Filter the records for "longer" and keep each line that has it.

┌─ Records for the exercise

PR #2122, opened 2026-08-18
fix(counters): handle a missing worker execution context in a counter read

### LINKED ISSUE #1926: fix(controlplane): yanet_get_counters_by_tags NULL-derefs a worker with no execution context
## Motivation

`yanet_get_counters_by_tags` collects per-worker counter-storage matches and explicitly tolerates a worker with no execution context yet:

https://github.com/yanet-platform/yanet2/blob/6057bbcaa8c95e2fbaa121f69ccd3dd7176765ea/lib/controlplane/agent/agent.c#L1763-L1769

```c
struct config_gen_ectx *ectx =
	cp_config_gen_worker_ectx(cp_config_gen, worker_idx);
if (ectx == NULL) {
	worker_matches[worker_idx] = NULL;
	continue;
}
```

But the later per-counter fill loop indexes every worker unconditionally:

https://github.com/yanet-platform/yanet2/blob/6057bbcaa8c95e2fbaa121f69ccd3dd7176765ea/lib/controlplane/agent/agent.c#L1840-L1845

```c
for (uint64_t worker_idx = 0; worker_idx < worker_count; ++worker_idx) {
	worker_storages[worker_idx] = ADDR_OF(
		&worker_matches[worker_idx][i]->storage
	);
}
```

This loop only runs when `matches0 != NULL`, i.e. worker 0 has an ectx. If any *other* worker `w` does not, `worker_matches[w]` is the NULL set at collection time above, and `worker_matches[w][i]` is a NULL-pointer dereference — crashing whichever process called this (a metrics scrape or `yanet-cli` counters read).

`cp_config_gen_worker_ectx` is documented to return NULL "when ... no execution context has been installed yet":

https://github.com/yanet-platform/yanet2/blob/6057bbcaa8c95e2fbaa121f69ccd3dd7176765ea/lib/controlplane/config/zone.h#L257-L271

so a mixed installed/not-installed state across workers is exactly what this accessor's contract represents, not a hypothetical. Whether that mixed state is reachable against a *published* config generation (as opposed to only during in-progress construction under the same `cp_config_lock` this function also takes) is not yet confirmed dynamically.

## Scope

- Guard the fill loop against a NULL `worker_matches[worker_idx]`, consistent with the collection loop's own tolerance of a worker with no ectx yet.
- Decide the right response semantics for a not-yet-installed worker (skip it, or zero-fill `dst->values[worker_idx]`) instead of crashing.

## Acceptance

- [ ] Bug-hunter confirmation that a mixed ectx/no-ectx worker state is reachable against a live, in-use config generation (e.g. mid-install or after partial worker bring-up), not just a theoretical accessor precondition.
- [ ] The fill loop in `yanet_get_counters_by_tags` no longer dereferences `worker_matches[worker_idx]` when it is NULL.
- [ ] Counter-read callers get a well-formed response (not a crash) when one or more workers have no ectx installed yet.

Source: surfaced during code review of #1914 (config-lock scrape livelock fix). Pre-existing at HEAD — #1914 preserves the identical indexing and neither introduces nor worsens it. Not observed in production; unconfirmed by dynamic analysis. Related: epic #1913.

egnees:
A counter read walked every worker's match set as soon as the first worker had one, so a worker the published generation carries no execution context for was a NULL dereference. The earlier take leaned on an all-or-none rule — a generation carries a context for every worker or for none. That rule does not hold, so the read now works from the per-worker premise: every worker owns its own execution context, and whether it has one says nothing about its neighbours.

The mixed state is reachable, not theoretical. A generation freezes its context count at install time while the read sizes itself by the live worker count, and workers register one at a time, so a worker that comes up after the last install has no context in a generation the read still walks.

- Describe the handle list from the first worker whose execution context the generation carries, so a read no longer answers empty when the first worker has none.
- Report zeros for a worker the generation carries no context for, instead of indexing its absent match set and dereferencing NULL.
- Note that the cross-worker ordering the read leans on comes from one generation building every context in a single pass, so a design that installs them per worker has to establish it another way.
- Cover a generation whose execution context is absent on a worker in the counter read tests; it segfaults against current main, and drops every counter from the answer if only the dereference is guarded.

Closes #1926.

### DIFF
--- a/lib/controlplane/agent/counters.c
+++ b/lib/controlplane/agent/counters.c
@@ -135,7 +135,9 @@ cp_counter_storage_copy_tags(const struct cp_counter_storage *storage) {
 // newly allocated memory, stashed behind the handle's opaque value array.
 //
 // The pointer array and every worker's value block live in one allocation:
-// the pointer array first, then each worker's values back to back.
+// the pointer array first, then each worker's values back to back. A
+// worker handed no storage reads back as zeros, which is what it has
+// contributed.
 //
 // The caller guarantees the per-worker storages stay alive for the
 // duration of this call.
@@ -163,6 +165,10 @@ counter_handle_copy_values(
 			continue;
 		}
 		values[w_idx] = value_blocks + w_idx * dst->size;
+		if (worker_storages[w_idx] == NULL) {
+			memset(values[w_idx], 0, dst->size * sizeof(uint64_t));
+			continue;
+		}
 		struct counter_value_handle *handle =
 			counter_get_value_handle(idx, worker_storages[w_idx]);
 		memcpy(values[w_idx],
@@ -212,7 +218,9 @@ fill_counter_handle(
 // a worker without an execution context. Every worker registry is built
 // by the same execution-context traversal, so the match order is
 // identical across workers: for match index i, every worker's array
-// names the same tag set at that index.
+// names the same tag set at that index. That alignment holds because one
+// generation builds every worker's context in a single pass; installing
+// contexts per worker would have to establish it another way.
 struct worker_counter_matches {
 	struct cp_counter_storage ***by_worker;
 	uint64_t worker_count;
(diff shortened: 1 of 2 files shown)


GeorgyKirichenko:
this was completely redesigned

└─

Solved exercise.
- [ ] The fill loop in `yanet_get_counters_by_tags` no longer dereferences `worker_matches[worker_idx]` when it is NULL.
- Describe the handle list from the first worker whose execution context the generation carries, so a read no longer answers empty when the first worker has none.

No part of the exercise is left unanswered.